Next, a region contrast-based salient detection algorithm [4] is extended for depth saliency analysis. This approach mainly consists of two steps: the first step is to segment the input image (modulated disparity map D′) into regions by using the graph-based image-segmentation method [8]; the second step is to compute the saliency value of a region R _i by measuring its disparity contrast with that of all the other regions in D′,

$$ S\left({R}_i\right)={\displaystyle \sum_{R_i\ne {R}_k}{n}_k{d}_R^{\prime}\left({R}_i,{R}_k\right)}, $$

(2)

where S(R _i) is the saliency for region R _i, n _k is the number of pixels in region R _k, and d ^′_R (R _i, R _k) is the disparity contrast between R _i and R _k:

$$ {d}_R^{\prime}\left({R}_i,{R}_k\right)=\frac{{\displaystyle \sum_{p\in {R}_{i,}q\in {R}_k}\omega \left(p,q\right)\cdot {d}^{\prime}\left(p,q\right)}}{n_i{n}_k}, $$

(3)

where d′(p, q) is the disparity difference between pixels p and q, defined as |d ^′_p − d ^′_q |, ω(p, q) is a weight computed using the spatial distance between p and q as ω(p, q) = $ {e}^{-{{\left\Vert p-q\right\Vert}_2}^2/{\sigma}^2} $, where σ ² is a control parameter with default value 0.4, and the image coordinates are normalized to [0, 1].

Finally, according to the observation that the object popping from the screen tends to be salient, we mapped the saliency values S _R(x, y) obtained by (2) with

$$ {S}_R^{\prime}\left(x,y\right)=\frac{S_R\left(x,y\right)-{S}_{min}}{S_{max}-{S}_{min}}, $$

(4)

where S ^′_R (x, y) is the mapped values at pixel position (x, y), S _max and S _min are respectively the maximal and minimal saliency values. Figure 2e shows the depth saliency-computation results obtained using (4).

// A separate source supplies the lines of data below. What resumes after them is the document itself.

PR #23, opened 2016-01-10
Add "TechLevel: Unrestricted" to "LobbyDefaults:"

MustaphaTR:
I know we don't have tech levels here yet but it was showning `none` on tech levels if not selected.

### DIFF
--- a/mod.yaml
+++ b/mod.yaml
@@ -199,6 +199,7 @@ LobbyDefaults:
 	Shroud: true
 	Fog: true
 	ShortGame: false
+	TechLevel: Unrestricted
 
 ChromeMetrics:
 	./mods/ra2/metrics.yaml


Mailaender:
Probably bit rot. Thanks!

Phrohdoh:
Does this even work if a TechLevel with that ID isn't defined?

MustaphaTR:
It shouldn't, but they are defined, possibly copy-pasted from RA1.

abcdefg30:
We don't have a techlevel called `none`, so "Does this even work if a TechLevel with that ID isn't defined?" is true (as it didn't crash before this PR).

Mailaender:
https://github.com/OpenRA/ra2/blob/master/rules/player.yaml#L66

PR #24, opened 2016-01-10
Make more Buildings Toggle Powerable

MustaphaTR:
All buildings shown image is now can be powered down. Previously only radars was.
power down

### DIFF
--- a/rules/allied-structures.yaml
+++ b/rules/allied-structures.yaml
@@ -524,6 +524,8 @@ nasam:
 	AutoTarget:
 	Power:
 		Amount: -50
+	RequiresPower:
+	CanPowerDown:
 
 gtgcan:
 	Inherits: ^VoxelLighting
@@ -572,6 +574,8 @@ gtgcan:
 		Type: grandcannon
 	Power:
 		Amount: -100
+	RequiresPower:
+	CanPowerDown:
 
 gaorep:
 	Inherits: ^Building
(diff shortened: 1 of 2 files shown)


Mailaender:
The tesla coil electricity just stops instead of showing no bolts. =)

Phrohdoh:
Why are we allowing this? TS was the *only* game to allow powering down.

MustaphaTR:
Why not? RA1 and D2K mods of OpenRA do have Toggle Power. And we have it on UI.

Mailaender:
https://github.com/OpenRA/OpenRA/wiki/FAQ#this-is-not-true-to-the-original

Phrohdoh:
This is not upstream RA.
"Why not?" and "to be different' are not justified reasons for changing things.
Powerdown completely changes the balance/meta of a game.

I'd really like to see justification for changes rather than enabling everything the engine can do, RA has been perverted enough by that, don't do the same with RA2.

However, simply considering the distance between the object and observer would disregard other useful information of stereoscopic images, such as depth edges and profile details, which are equally important for perception of depth saliency [28, 32]. Among various depth features and their combinations, we choose depth contrast as the main indicator for complexity-performance trade-off. This is because depth contrast is a dominant feature and an effective indicator in depth perception [6]. Figure 3 illustrates the relationship between depth contrast and saliency according to a subjective experiment [32]. Increase in the absolute value of depth increases the fixation probability $ P\left(C=1\Big|{\overline{f}}_{contrast}\right) $.

Therefore, the DoG filter is employed to extract the depth edge contrast from the disparity map since it can eliminate anomalous noises of high-frequency signal. The DoG filter is defined as:

$$ G\left(x,y,\sigma \right)=\frac{1}{2\pi {\sigma}^2} \exp \left(-\frac{x^2+{y}^2}{2{\sigma}^2}\right)-\frac{1}{2\pi {K}^2{\sigma}^2} \exp \left(-\frac{x^2+{y}^2}{2{K}^2{\sigma}^2}\right) $$

(5)

where (x, y) is the pixel position, and σ and K are used to control the filter scale and center-surround ratio, respectively. In our experiment, we set σ = 32 and K = 1.6 (approximate to the Laplacian of the Gaussian transform), as commonly used in a previous study [34]. Figure 2f shows the generated depth edge contrast map S _E, the edges and profile details of objects are well sharpened as desired. Higher contrast values indicate a larger distance between objects and background, and a higher probability is depth-salient.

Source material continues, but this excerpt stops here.